Enova Decisions Review Summary
Enova Decisions provides automated real-time decisioning services to businesses operating primarily in loans and banking. The parent company has gained over a decade of experience automating many of the decisions relevant to these markets, and has effectively productized its skills and experience in a set of services. These employ predictive analytics technologies to improve the accuracy of tasks such as fraud detection, credit rating, customer data verification, collections and product recommendations.
The platform that plays host to these solutions is called Colossus, and is typically accessed as a cloud service through an API, although it is also possible to implement on-premises through a custom installation. The models used to execute tasks such as credit scoring, fraud detection and so on can either be those developed by an organization, or models developed by, and in conjunction with Enova Decisions. The platform scales to pretty much any need and it’s cloud version is deployed on Amazon Web Services. It can also ingest models written in SAS, R and Python, with support for PMML (Predictive Model Markup Language) expected in the future.

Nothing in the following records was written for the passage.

PR #39410, opened 2025-10-09
refactor,tests(support form)

charislam:
Refactor support form to make it easier to maintain:
- Split up large components into smaller components and hooks
- Lift state up so we don't have to do complex child/parent
state-syncing via useEffect
- Use nuqs parsing for consistent serialization/deserialization of
support form prefilled fields

Add comprehensive tests for support form

## Testing

Test by submitting a support form (maybe try different variations of fields and attachments).
Support forms submitted on preview sites go to the same Front instance, so make sure to clearly mark the ticket as testing and submit from a free account (to not give our support team a heart attack, guilty of this the first time 😬)


apps/studio/lib/helpers.ts
```diff
@@ -348,3 +348,5 @@ export const cleanPointerEventsNoneOnBody = (timeoutMs: number = 300) => {
     }, timeoutMs)
   }
 }
+
+export function neverGuard(_: never): any {}
```
joshenlim, line 352: just curious what this does? can see that it's being used in SupportForm.state.ts

apps/studio/components/interfaces/Support/SupportFormV2.tsx
```diff
@@ -1,297 +1,91 @@
...
       library:
-        values.category === 'Problem' && selectedLibrary !== undefined ? selectedLibrary.key : '',
-      message: formatMessage(values.message, attachments, error),
+        values.category === SupportCategories.PROBLEM && selectedLibrary !== undefined
+          ? selectedLibrary.key
+          : '',
+      message: formatMessage(values.message, attachments, initialError),
       verified: true,
       tags: ['dashboard-support-form'],
       siteUrl: '',
```
joshenlim, line 95: i couldn't leave a comment on `affectedServices` but this is just a tiny nit

given that affected services field is hidden if the support category selected is login issues or plan upgrade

Enova Decisions seems fairly determined to avoid consulting based revenues, and even offers ongoing consulting free-of-charge. The pricing model is based on usage, and particularly the number of decisions executed.
What makes Enova Decisions interesting is the fact that the parent company has been in the online lending business – 11 brands in six countries – for over a decade, and as such knows what works and what doesn’t. Embedding this experience and know-how within a set of solutions should be attractive to businesses operating in similar environments. Other industries (telecommunications for example) grapple with similar decision processes, and will find decisioning solutions such as collections, fraud detection and product recommendations attractive.
The service was launched early 2016 and has already attracted customers. It is expected that additional solutions will be offered (predictive sales for example), and that the platform will eventually appeal to a variety of industries.
Solutions
The set of solutions delivered by Enova Decisions is not fixed, and its Colossus platform can accommodate any real-time decisioning process. However, the experience of Enova is encapsulated in several well defined solutions that include:
- Enova Decisions Smart Credit – supporting improved credit decisions with risk and credit scores. Particularly effective in the below-prime segment.
- Enova Decisions Smart Offers – optimizes offers and targets product recommendations.
- Smart Retention – predicts customer profitability, loan-to-value, and likelihood of customer retention.
- Smart Collections – improves recovery through collections optimization.
- Enova Decisions Smart Alerts – flags potentially fraudulent applicants.
- Smart ACH – improves debt practices to optimize overall clearance rates.
- Smart Verification – reduces fraud through real-time identity, account and document verification.
Platform
The Colossus platform is essentially a web service allowing businesses to transmit transaction details and receive a score , prediction, or decision in return. Implemented using Amazon Web Services, it inherits its scalability, security and resilience. This is a real-time environment, typically with millisecond response times, and support is provided for models written in SAS, R and Python. The platform itself is written using the Wolfram mathematical language. Most machine learning techniques are supported, including logistic regression, random forest (with boosting and bagging), neural networks, support vector machines, decision trees and related methods. If an organization already has a library of models, these can usually be migrated to Colossus with relative ease. Bespoke models can also be built, and Enova Decisions also offers a data study as a means of constructing and running a custom model. This allows potential customers to test the service before committing.
Obviously Colossus needs to offer more than a raw predictive model and scoring execution service. Users need reports and status updates to ensure the various models are performing well and that unacceptable drift is not taking place. Various dashboards fulfill this function, displaying the results of decisions, model rating and distributions of scores.
One aspect of Colossus that does need more development is that of model management. Again, the firm is aware of this and moves are afoot to beef up this aspect of the platform. Businesses deploying thousands of business rules will need some form of rules management system.
Integration
Since Colossus is primarily a web based service, functionality is accessed through a secure REST based API with extensible JSON inputs and outputs. The process flow for decisioning requests is straightforward and is characterized by the following five steps:
- An application sends data to the API at Enova Decisions Gateway. The request is authorized and authenticated.
- If external data is needed, this is fetched as needed.
- All data and variables are assembled and passed to Colossus.
- The data and variables are run against the model and a decision produced.
- The result is sent to the calling application through the API.
- There is nothing particularly complicated here, and in any case Enova Decisions does all the necessary hand-holding to make sure the process flows smoothly.
Conclusion
The most significant feature of the Enova Decisions solutions and platform, is the fact that the parent company operates in the loans market. This means hard won experience is built into various solutions and the approach is highly business focused. Many providers of predictive technologies are just that – technology suppliers. Enova Decisions on the other hand is primarily a solutions provider. Businesses wanting fast time to value, and a low overhead solutions set should at least consider Enova Decisions solutions and technology.